# Got my first chromer this past weekend!



## MitchMitcherson (Jun 28, 2016)

Went out to Foote dam last Sunday. Was frigid, and snowy but managed to catch my first (two!) steelies! Caught on some spawn that I managed to grab off a king in the betsie early this fall. What a great feeling, just wanted to share. Was well worth the frozen fingers. Haven’t caught a salmonoid over here on the east since the glory days, off the pier in oscoda about 12 years ago when I was about 14 years old. Good luck and tight lines fellas! Can’t wait to get another one on!


----------



## Fishndude (Feb 22, 2003)

Those are chunky little Skippers! Great table fare, and they usually have the feedbag on at this time of year. Congrats on your catch. 

Sauteed in butter, with minced onion, and minced garlic is a great way to prepare those.

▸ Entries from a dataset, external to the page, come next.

PR #877, opened 2021-03-17
Fix syntax errors hosing Python.

Hoikas:
If a single unpacked Python file has a syntax error, Python will be hosed for an indeterminate time due to the loader not properly processing errors. This fixes that issue. Related: `DisplayPythonOutput()` does nothing - all calls to this method need to be audited (in another PR) for intent and corrections applied where needed.

This issue was discovered when VS Code "helpfully" inserted an invalid `import` statement at the top of a file I was working on.

### DIFF
--- a/Sources/Plasma/FeatureLib/pfPython/plPythonFileMod.cpp
+++ b/Sources/Plasma/FeatureLib/pfPython/plPythonFileMod.cpp
@@ -490,18 +490,13 @@ bool plPythonFileMod::ILoadPythonCode()
         if (PythonInterface::RunFile(pyfile, fModule)) {
             // we've loaded the code into our module
             // now attach the glue python code to the end
-            if (!PythonInterface::RunFile(gluefile, fModule)) {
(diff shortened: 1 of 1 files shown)


Sources/Plasma/FeatureLib/pfPython/plPythonFileMod.cpp
```diff
@@ -490,18 +490,15 @@ bool plPythonFileMod::ILoadPythonCode()
         if (PythonInterface::RunFile(pyfile, fModule)) {
             // we've loaded the code into our module
             // now attach the glue python code to the end
-            if (!PythonInterface::RunFile(gluefile, fModule)) {
+            if (PythonInterface::RunFile(gluefile, fModule)) {
                 // display any output (NOTE: this would be disabled in production)
```
zrax, line 494: This comment doesn't apply here any more ;)

zrax (approved):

P.S. I love the feet-in-pictures for perspective.


----------



## wyandot (Dec 5, 2013)

Do yourself a favor and QUIT SMOKING. Hell, you could buy a decent pair of socks with all the money you'll be saving.


----------



## MapleRiverSalmon (Aug 19, 2007)

Congrats on some east side fish! There has been a lot of fish that size at the dam this fall. I've kept a couple that were bleeders and indeed they are delish! I like lots of lemon pepper and butter sear


----------